§ **Task to complete**: Looking through the data below, work out how many lines have the word "like". Reply with that number only.

§ **Supplied information**:
════════════════════

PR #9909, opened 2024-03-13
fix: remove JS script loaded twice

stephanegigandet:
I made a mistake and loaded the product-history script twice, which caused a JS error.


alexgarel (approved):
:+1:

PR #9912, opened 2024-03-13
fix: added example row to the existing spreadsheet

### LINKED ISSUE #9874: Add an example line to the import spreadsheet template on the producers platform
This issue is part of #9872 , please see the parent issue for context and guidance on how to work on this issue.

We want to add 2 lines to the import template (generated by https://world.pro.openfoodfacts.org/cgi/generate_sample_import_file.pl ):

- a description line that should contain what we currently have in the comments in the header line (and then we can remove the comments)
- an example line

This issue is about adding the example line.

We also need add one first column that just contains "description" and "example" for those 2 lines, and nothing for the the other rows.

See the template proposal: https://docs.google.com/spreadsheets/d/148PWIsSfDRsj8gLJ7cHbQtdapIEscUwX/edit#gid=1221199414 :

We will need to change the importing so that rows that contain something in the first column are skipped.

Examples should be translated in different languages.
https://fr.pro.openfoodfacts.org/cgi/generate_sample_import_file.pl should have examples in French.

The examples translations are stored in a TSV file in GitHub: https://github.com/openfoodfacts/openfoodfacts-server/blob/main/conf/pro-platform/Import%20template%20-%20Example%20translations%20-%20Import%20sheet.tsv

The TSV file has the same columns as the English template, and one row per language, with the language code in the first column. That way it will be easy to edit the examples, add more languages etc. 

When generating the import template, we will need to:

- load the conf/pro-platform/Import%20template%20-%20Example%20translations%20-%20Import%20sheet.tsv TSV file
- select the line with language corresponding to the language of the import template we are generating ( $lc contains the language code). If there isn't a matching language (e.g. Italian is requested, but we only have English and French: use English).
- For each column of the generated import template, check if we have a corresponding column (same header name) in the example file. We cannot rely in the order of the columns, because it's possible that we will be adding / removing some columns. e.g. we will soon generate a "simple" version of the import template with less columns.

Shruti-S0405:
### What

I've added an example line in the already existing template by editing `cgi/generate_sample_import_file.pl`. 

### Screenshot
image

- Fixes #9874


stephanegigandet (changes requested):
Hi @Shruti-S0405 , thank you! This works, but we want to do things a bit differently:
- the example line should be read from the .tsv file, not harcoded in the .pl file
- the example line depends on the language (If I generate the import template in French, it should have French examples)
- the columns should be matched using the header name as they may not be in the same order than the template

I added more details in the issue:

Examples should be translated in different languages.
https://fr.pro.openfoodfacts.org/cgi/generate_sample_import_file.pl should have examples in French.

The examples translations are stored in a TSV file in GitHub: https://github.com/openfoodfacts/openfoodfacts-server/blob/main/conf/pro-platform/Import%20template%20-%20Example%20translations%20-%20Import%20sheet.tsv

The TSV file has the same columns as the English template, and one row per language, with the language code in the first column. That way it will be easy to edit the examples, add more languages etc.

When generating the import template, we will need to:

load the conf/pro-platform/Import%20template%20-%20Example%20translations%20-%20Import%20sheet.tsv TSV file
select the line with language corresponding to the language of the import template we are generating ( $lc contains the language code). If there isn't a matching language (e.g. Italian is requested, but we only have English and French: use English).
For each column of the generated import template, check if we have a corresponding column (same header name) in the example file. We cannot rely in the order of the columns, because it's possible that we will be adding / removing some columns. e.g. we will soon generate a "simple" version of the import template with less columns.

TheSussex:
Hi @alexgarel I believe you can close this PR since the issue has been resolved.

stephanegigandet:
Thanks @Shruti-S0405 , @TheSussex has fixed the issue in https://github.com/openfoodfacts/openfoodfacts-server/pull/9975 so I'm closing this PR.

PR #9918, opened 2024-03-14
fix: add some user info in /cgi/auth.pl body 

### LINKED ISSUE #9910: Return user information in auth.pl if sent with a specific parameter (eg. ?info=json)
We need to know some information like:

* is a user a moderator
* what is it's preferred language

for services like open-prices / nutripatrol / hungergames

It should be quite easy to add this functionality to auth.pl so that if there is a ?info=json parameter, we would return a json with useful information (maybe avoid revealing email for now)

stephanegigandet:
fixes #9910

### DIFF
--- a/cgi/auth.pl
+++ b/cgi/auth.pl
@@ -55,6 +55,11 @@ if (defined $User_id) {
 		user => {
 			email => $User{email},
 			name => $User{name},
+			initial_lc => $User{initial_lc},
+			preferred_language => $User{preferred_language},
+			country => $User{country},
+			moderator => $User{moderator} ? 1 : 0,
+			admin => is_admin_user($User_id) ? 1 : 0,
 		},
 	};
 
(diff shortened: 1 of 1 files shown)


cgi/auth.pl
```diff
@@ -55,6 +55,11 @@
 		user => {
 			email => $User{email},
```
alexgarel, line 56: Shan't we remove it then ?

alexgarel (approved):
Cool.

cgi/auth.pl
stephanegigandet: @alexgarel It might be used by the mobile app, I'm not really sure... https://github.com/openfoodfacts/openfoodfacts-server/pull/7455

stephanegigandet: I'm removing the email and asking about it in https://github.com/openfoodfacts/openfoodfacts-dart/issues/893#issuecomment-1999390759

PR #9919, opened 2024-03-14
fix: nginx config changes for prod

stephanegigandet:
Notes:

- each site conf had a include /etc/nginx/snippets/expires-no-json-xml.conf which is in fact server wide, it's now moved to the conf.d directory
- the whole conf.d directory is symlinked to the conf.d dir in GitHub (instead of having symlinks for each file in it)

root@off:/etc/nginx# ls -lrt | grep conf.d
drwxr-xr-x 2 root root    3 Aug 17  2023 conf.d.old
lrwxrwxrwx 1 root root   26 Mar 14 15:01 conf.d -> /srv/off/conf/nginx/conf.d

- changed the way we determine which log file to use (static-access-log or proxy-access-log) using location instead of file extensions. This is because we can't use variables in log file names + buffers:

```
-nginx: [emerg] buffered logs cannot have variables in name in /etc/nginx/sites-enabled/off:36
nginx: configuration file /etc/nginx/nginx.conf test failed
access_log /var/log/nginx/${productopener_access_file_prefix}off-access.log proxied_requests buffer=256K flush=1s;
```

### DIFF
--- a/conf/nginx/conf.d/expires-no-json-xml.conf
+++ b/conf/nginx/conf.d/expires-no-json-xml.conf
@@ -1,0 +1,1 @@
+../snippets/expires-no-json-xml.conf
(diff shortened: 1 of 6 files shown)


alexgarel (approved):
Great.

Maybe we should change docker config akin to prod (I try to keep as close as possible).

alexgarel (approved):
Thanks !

════════════════════

§ **Task answer**: 2